I hope I’m wrong, but it’s hard for me to imagine a “Sputnik moment” happening in our country today. The Cold War-fueled emotion of “Holy crap, we’re getting beaten by the Russians” inspired us then. But today we’ve fallen behind so many countries in things like overall education and health care, and most people just shrug their shoulders.
Anyway, it’s not the adults who need to get the message about women in STEM, so much as the girls like Susan Wojcicki’s daughter. There are some good grass-roots programs out there. Everyone in the technology industry should lend their voices to encouraging and supporting those programs as much as possible.
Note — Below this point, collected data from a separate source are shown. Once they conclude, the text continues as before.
PR #40, opened 2016-08-26
Rephrase output when archiving the dumped data fails

philbrookes:
# Motivation
Make it clear to the user that although the archive was not created, the dump data is still accessible, and where it is.

# Changes
Rephrased output when the tar command fails.

### DIFF
--- a/main.go
+++ b/main.go
@@ -180,7 +180,7 @@ func main() {
 		cmd.Stdout = &stdout
 		cmd.Stderr = &stderr
 		if err := cmd.Run(); err != nil {
-			log.Printf("Dumped system information to: %s", basePath)
+			log.Printf("There was an error creating archiving the dumped data, so the dumped system information is stored unarchived in: %s", basePath)
 			return
 		}
 


jhellar:
LGTM

main.go
```diff
@@ -180,7 +180,7 @@ func main() {
 		cmd.Stdout = &stdout
 		cmd.Stderr = &stderr
 		if err := cmd.Run(); err != nil {
-			log.Printf("Dumped system information to: %s", basePath)
+			log.Printf("There was an error creating archiving the dumped data, so the dumped system information is stored unarchived in: %s", basePath)
```
rhcarvalho: "creating archiving" looks like a typo?

rhcarvalho:
I don't understand much the motivation. Why do we need to talk about "failed to create archive", when we are in fact failing gracefully?

There is no action the user can take when the tar step fails.

jhellar:
I think that the user should be notified that creating of archive failed because if not user can be confused when support team will ask him for archive.

rhcarvalho:
Well, how does the message help users in that case? The message as is doesn't help users create an archive on their own.

Perhaps this could be a small note in the docs of the tool. "If you don't have a TIMESTAMP.tar.gz file, but instead a TIMESTAMP/ directory, then it means that ...; please when requested to send data to support, archive the directory using a format such as zip, tar.gz, etc".

If we can create files etc, there's not much reason for "tar" to fail, except for `tar` must be available in the PATH... for that the solution is changing to a pure-Go solution.

PR #41, opened 2016-08-31
Continue with dump even when there is no project

jhellar:
# Motivation

Currently when there is no project the dump tool will not run any dump task. There are dump tasks which are platform-wide so these should be run even when there is no project.
# Change

Removed return line in no projects check.

### DIFF
--- a/tasks.go
+++ b/tasks.go
@@ -79,7 +79,6 @@ func GetAllDumpTasks(runner Runner, basepath string) <-chan Task {
 		}
 		if len(projects) == 0 {
 			tasks <- NewError(errors.New("no projects visible to the currently logged in user"))
-			return
 		}
 
 		var wg sync.WaitGroup


rhcarvalho:
The `return` should apply only to adding tasks that depend on having a list of projects.
We don't need to add them when the list is empty.

The only thing that seems to be out of that is the `GetOcAdmDiagnosticsTask`, I'd move that out to another place, since it doesn't depend on the list of projects.

rhcarvalho:
Hmm, perhaps removing the `return` is the way to go, I see `GetOpenShiftMetadataTasks` currently has two parts, one that uses projects, one that doesn't.

So unless we do a bigger restructuring, removing the `return` seems fine.

rhcarvalho:
In any case, @jhellar look at [line 78](https://github.com/feedhenry/fh-system-dump-tool/pull/41/files#diff-2628f4a06e8be3343e85abecc49fae35R78), there we're also returning when `oc get projects` fails... so maybe we get rid of both `return` statements?

rhcarvalho:
@jhellar ping

jhellar:
@rhcarvalho sorry for the late response, I'm not sure about the `return` statement at line 78. In that case it will return if there is an error using oc command. IMO if it won't return probably all tasks will fail. WDYT?

rhcarvalho:
In both cases we could equally proceed to run tasks that do not depend on the list of projects.

But given the code freeze, unless that's a bug, we should revisit it later?

jhellar:
OK, makes sense.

Perhaps “Sputnik moment” is a little bit much, but she made a good point. I will say, however, that it’s definitely the responsibility of adults to help girls–or ALL kids–know about and get those opportunities to learn. Mine were limited growing up, and it was only as an adult in my 30s that finally stumbled into the IT world. (And thank goodness I did!) We need to work more diligently to make these programs known and distribute them more evenly in our American society, especially in schools. Kids don’t know what’s out there; adults do (or have a better idea than the kids). And, I know even now, I have to be rather clever and assertive to let people know that I speak IT as a woman to be taken seriously. It’s still a boys-club in many places.